Throughout his career, Aru has tended to race sparingly ahead of his major objectives in the Grand Tours, and he seemed to be unfazed by an absence of almost three months from competitive action. He was helped, no doubt, by the fact that the Dauphiné's toughest stages arrived in the final three days.
Aru was aggressive on the Mont du Chat on stage 6, eventually placing fourth in the four-man sprint as his teammate Jakob Fuglsang took the honours. On the final day, Aru attacked on the Col de la Colombière in the company of Alejandro Valverde (Movistar), a move which ultimately helped lay the groundwork for Fuglsang's second stage win and final overall victory. Aru took fifth on the final stage and finished in the same place on general classification.

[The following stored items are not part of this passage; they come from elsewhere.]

PR #104, opened 2018-03-04
Bugfix/upgrade windows 32 to 64

itaymmguardicore:
# Feature
> Monkey now upgrades from 32bit to 64bit on windows

##  Changes
  - 32bit monkey on 64bit windows will upgrade self
  - On windows, monkey is now named monkey32.exe or monkey64.exe depending on python bitness
  - Separated monkey wakeup from server lookup


infection_monkey/config.py
```diff
@@ -1,11 +1,12 @@
 import os
+import struct
 import sys
 import types
 import uuid
 from abc import ABCMeta
 from itertools import product
 
-from exploit import WmiExploiter, Ms08_067_Exploiter, SmbExploiter, RdpExploiter, SSHExploiter, ShellShockExploiter, \
+from exploit import WmiExploiter, SmbExploiter, SSHExploiter, ShellShockExploiter, \
```
danielguardicore: You can't remove these imports becuase then using the exploiters will crash (Python won't know of these exploiters)

infection_monkey/control.py
```diff
@@ -24,42 +24,52 @@ class ControlClient(object):
     proxies = {}
 
     @staticmethod
-    def wakeup(parent=None, default_tunnel=None, has_internet_access=None):
-        LOG.debug("Trying to wake up with Monkey Island servers list: %r" % WormConfiguration.command_servers)
```
danielguardicore: Why did you remove this log?

infection_monkey/windows_upgrader.py
```diff
@@ -0,0 +1,67 @@
...
+
+    @staticmethod
+    def upgrade(opts):
+        monkey_64_path = ControlClient.download_monkey_exe_by_os(True, False)
+        with monkeyfs.open(monkey_64_path, "rb") as downloaded_monkey_file:
+            monkey_bin = downloaded_monkey_file.read()
+        with open(WormConfiguration.dropper_target_path_win_64, 'wb') as written_monkey_file:
+            written_monkey_file.write(monkey_bin)
+
+        depth = int(opts.depth) if opts.depth is not None else None
```
danielguardicore: I'd rather not cast here, but add a parameter for the -d parser in monkey.initialize to cast it to int.

infection_monkey/windows_upgrader.py
```diff
@@ -0,0 +1,67 @@
...
+            'monkey_path': WormConfiguration.dropper_target_path_win_64} + monkey_options
+
+        monkey_process = subprocess.Popen(monkey_cmdline, shell=True,
+                                          stdin=None, stdout=None, stderr=None,
+                                          close_fds=True, creationflags=DETACHED_PROCESS)
+
+        LOG.info("Executed 64bit monkey process (PID=%d) with command line: %s",
+                 monkey_process.pid, monkey_cmdline)
+
+        time.sleep(3)
```
danielguardicore: Move to being a const in the file

infection_monkey/windows_upgrader.py
```diff
@@ -0,0 +1,67 @@
...
+        if monkey_process.poll() is not None:
```
danielguardicore: I'd rather check the return value, if main() fails, we return 1 rather than 0 and we can check that.

monkey_island/cc/services/config.py
```diff
@@ -440,10 +440,16 @@
...
                             "description": "Determines where should the dropper place the monkey on a Linux machine"
                         },
-                        "dropper_target_path": {
-                            "title": "Dropper target path on Windows",
+                        "dropper_target_path_win_32": {
+                            "title": "Dropper target path on Windows (32bit)",
                             "type": "string",
-                            "default": "C:\\Windows\\monkey.exe",
+                            "default": "C:\\Windows\\monkey32.exe",
+                            "description": "Determines where should the dropper place the monkey on a Windows machine"
```
danielguardicore: Maybe also add a note on the 32/64 in the description?

infection_monkey/monkey.py
```diff
@@ -46,13 +48,13 @@ def initialize(self):
...
-        self._parent = opts.parent
-        self._default_tunnel = opts.tunnel
-        self._default_server = opts.server
-        if opts.depth:
-            WormConfiguration.depth = int(opts.depth)
+        self._parent = self._opts.parent
+        self._default_tunnel = self._opts.tunnel
+        self._default_server = self._opts.server
+        if self._opts.depth:
+            WormConfiguration.depth = int(self._opts.depth)
```
danielguardicore: If we add the type qualifier for depth, we can avoid this cast and possible exception.

infection_monkey/monkey.py
```diff
@@ -70,7 +73,16 @@ def start(self):
 
         if firewall.is_enabled():
```
danielguardicore: If we're already touching main, lets move 
`        if firewall.is_enabled():`
`            firewall.add_firewall_rule()`

To right next to `create_control_tunnel`, so we don't add a firewall rule we won't need.

infection_monkey/monkey.py
```diff
@@ -70,7 +73,16 @@ def start(self):
...
             firewall.add_firewall_rule()
-        ControlClient.wakeup(parent=self._parent, default_tunnel=self._default_tunnel)
+        ControlClient.find_server(default_tunnel=self._default_tunnel)
+
+        if WindowsUpgrader.should_upgrade():
+            self._upgrading_to_64 = True
+            self._singleton.unlock()
+            LOG.info("32bit monkey running on 64bit Windows. Upgrading.")
+            WindowsUpgrader.upgrade(self._opts)
```
danielguardicore: What happens if/when we fail to find a server?
Inside upgrade, we'll throw an exception upon trying to open the downloaded monkey file. Then what? 
We're back to whether the Monkey should keep running with no Island service to talk to. Right now, it keeps working and this changes things, by making it fail. I think we better keep running with a 32 bit version and mark in the log file that the upgrade failed.

infection_monkey/windows_upgrader.py
```diff
@@ -0,0 +1,67 @@
...
+            LOG.warn("Seems like monkey died too soon")
```
danielguardicore: LOG.error seems more appropiate here

infection_monkey/control.py
```diff
@@ -24,42 +24,52 @@ class ControlClient(object):
...
-                                      headers={'content-type': 'application/json'},
-                                      verify=False,
-                                      proxies=ControlClient.proxies,
-                                      timeout=20)
+                requests.get("https://%s/api?action=is-up" % (server,),
+                             verify=False,
+                             proxies=ControlClient.proxies)
                 break
 
             except Exception as exc:
```
danielguardicore: Can we change the request to be more specific? Such as `ConnectionError`? We anyway don't check the reply in this PR, just that we got a valid connection.

infection_monkey/control.py
```diff
@@ -24,42 +24,52 @@ class ControlClient(object):
...
+
+    @staticmethod
+    def find_server(default_tunnel=None):
+        LOG.debug("Trying to wake up with Monkey Island servers list: %r" % WormConfiguration.command_servers)
+        if default_tunnel:
+            LOG.debug("default_tunnel: %s" % (default_tunnel,))
+
         for server in WormConfiguration.command_servers:
             try:
                 WormConfiguration.current_server = server
```
danielguardicore: This line is kinda funny, we can put it after the `is-up` request and only write it when needed. And then initialize WormConfiguration.current_server before the loop

infection_monkey/dropper.py
```diff
@@ -58,6 +58,9 @@ def start(self):
         # we copy/move only in case path is different
         file_moved = (self._config['source_path'].lower() == self._config['destination_path'].lower())
```
danielguardicore: Can we change to use os.path.samefile?

infection_monkey/dropper.py
```diff
@@ -105,8 +108,9 @@ def start(self):
                 except:
                     LOG.warn("Cannot set reference date to destination file")
 
+        depth = int(self.opts.depth) if self.opts.depth is not None else None
```
danielguardicore: See other notes on parsing opts.depth

infection_monkey/monkey.py
```diff
@@ -216,7 +228,8 @@ def cleanup(self):
         self._keep_running = False
 
         # Signal the server (before closing the tunnel)
-        ControlClient.send_telemetry("state", {'done': True})
+        if not self._upgrading_to_64:
```
danielguardicore: We need to rework this. If we are upgrading to 64, the only thing we _currently_ did is add a firewall rule, which we anyway don't clean up :(
I'd rather do a case for upgrading rather than have this if copied in other places in this function.

infection_monkey/windows_upgrader.py
```diff
@@ -0,0 +1,67 @@
...
+
+LOG = logging.getLogger(__name__)
+
+if "win32" == sys.platform:
+    from win32process import DETACHED_PROCESS
+else:
+    DETACHED_PROCESS = 0
+
+
+class WindowsUpgrader(object):
```
danielguardicore: Many of these functions should be moved to a generic utils file, I can think of other reasons to have them.

infection_monkey/control.py
```diff
@@ -24,42 +24,52 @@ class ControlClient(object):
     proxies = {}
 
     @staticmethod
-    def wakeup(parent=None, default_tunnel=None, has_internet_access=None):
-        LOG.debug("Trying to wake up with Monkey Island servers list: %r" % WormConfiguration.command_servers)
-        if parent or default_tunnel:
-            LOG.debug("parent: %s, default_tunnel: %s" % (parent, default_tunnel))
+    def wakeup(parent=None, has_internet_access=None):
+        if parent:
```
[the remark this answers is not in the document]
itaymmguardicore: It wasn't removed, buy split to find_server and wakeup methods

infection_monkey/config.py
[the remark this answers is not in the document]
itaymmguardicore: fixed

infection_monkey/windows_upgrader.py
```diff
@@ -0,0 +1,67 @@
...
+    @staticmethod
+    def is_64bit_os():
```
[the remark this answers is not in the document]
itaymmguardicore: There's a discussion about this. I feel checking PROGRAMFILES(x86) is a stronger option.
https://stackoverflow.com/questions/2208828/detect-64bit-os-windows-in-python

infection_monkey/windows_upgrader.py
```diff
@@ -0,0 +1,67 @@
...
+        return os.environ.has_key('PROGRAMFILES(X86)')
+
+    @staticmethod
+    def is_64bit_python():
```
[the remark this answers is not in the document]
itaymmguardicore: Not as reliable as what I'm using
https://stackoverflow.com/questions/1405913/how-do-i-determine-if-my-python-shell-is-executing-in-32bit-or-64bit-mode-on-os

infection_monkey/windows_upgrader.py
```diff
@@ -0,0 +1,67 @@
...
+    def should_upgrade():
+        return WindowsUpgrader.is_windows_os() and WindowsUpgrader.is_64bit_os() \
+               and not WindowsUpgrader.is_64bit_python()
+
+    @staticmethod
+    def upgrade(opts):
+        monkey_64_path = ControlClient.download_monkey_exe_by_os(True, False)
+        with monkeyfs.open(monkey_64_path, "rb") as downloaded_monkey_file:
+            monkey_bin = downloaded_monkey_file.read()
+        with open(WormConfiguration.dropper_target_path_win_64, 'wb') as written_monkey_file:
```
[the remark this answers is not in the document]
itaymmguardicore: fixed

infection_monkey/windows_upgrader.py
itaymmguardicore: fixed

infection_monkey/windows_upgrader.py
itaymmguardicore: fixed

infection_monkey/windows_upgrader.py
itaymmguardicore: If the monkey finished running in 3 seconds, that's too suspicious. Even if it returned 0, something might have happened

monkey_island/cc/services/config.py
itaymmguardicore: fixed

infection_monkey/monkey.py
itaymmguardicore: fixed

infection_monkey/monkey.py
itaymmguardicore: fixed

infection_monkey/monkey.py
itaymmguardicore: I think the required change is to suicide if couldn't find server.
That's a more responsible behaviour. Maybe later when we see a need for this we'll revert.
I changed it for now so monkey will die

infection_monkey/windows_upgrader.py
itaymmguardicore: fixed

infection_monkey/control.py
itaymmguardicore: Fixed (if you meant change the exception)

infection_monkey/control.py
itaymmguardicore: fixed

infection_monkey/dropper.py
itaymmguardicore: fixed

infection_monkey/dropper.py
itaymmguardicore: fixed

infection_monkey/monkey.py
itaymmguardicore: Changed it. I'm not sure it's better.

infection_monkey/windows_upgrader.py
itaymmguardicore: Fixed: Moved to utils.

infection_monkey/windows_upgrader.py
```diff
@@ -0,0 +1,67 @@
+import logging
```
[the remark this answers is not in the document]
itaymmguardicore: I agree we need to organize these files, but probably also others. I'm not sure this is exactly the way to go right now. We should think more thoroughly how we want to structure this. I think a lot of the code can and should be moved to the common folder as well.

infection_monkey/windows_upgrader.py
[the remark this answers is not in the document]
danielguardicore: See this answer https://stackoverflow.com/a/12578715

"On Sunday, I attacked from distance because I wanted to force the others to work and blow things apart. Riding like that was the only way to test myself," said Aru who finished just behind Chris Froome (Sky) and only five seconds off Dan Martin's third place overall.
"I have no regrets about missing out on the podium by so little because I'd spent a lot of energy, on the climb but also in the valley. Third would have been better than fifth, but it's not the most important thing. I've come out of this Dauphiné with a lot of tranquility."
A year ago, Aru entered the Tour with hopes of a podium finish. After a subdued opening two weeks, he seemed to improve as the race reached its denouement, only to lose 13 minutes on the final mountain of the race, the Col de Joux Plane, and slip from 6th to 13th overall. This time around, he will enter the race as co-leader with Jakob Fuglsang, who has targeted the Tour since the beginning of the year, and enters the race on a high after claiming the first WorldTour wins of his career at the Dauphine.
The Sardinian is due to train at his regular base of Sestriere in the lead-up to this year's Tour, and he will have one further competitive outing at the Italian Championships in Ivrea, where he will be expected to shine on the hilly parcours.
"The sensations were good on some incredibly hard-fought days on the Dauphiné," Aru said. "There wasn't television coverage from the start but I can assure you that it was a harsh fight from the first kilometre on each of the last three days."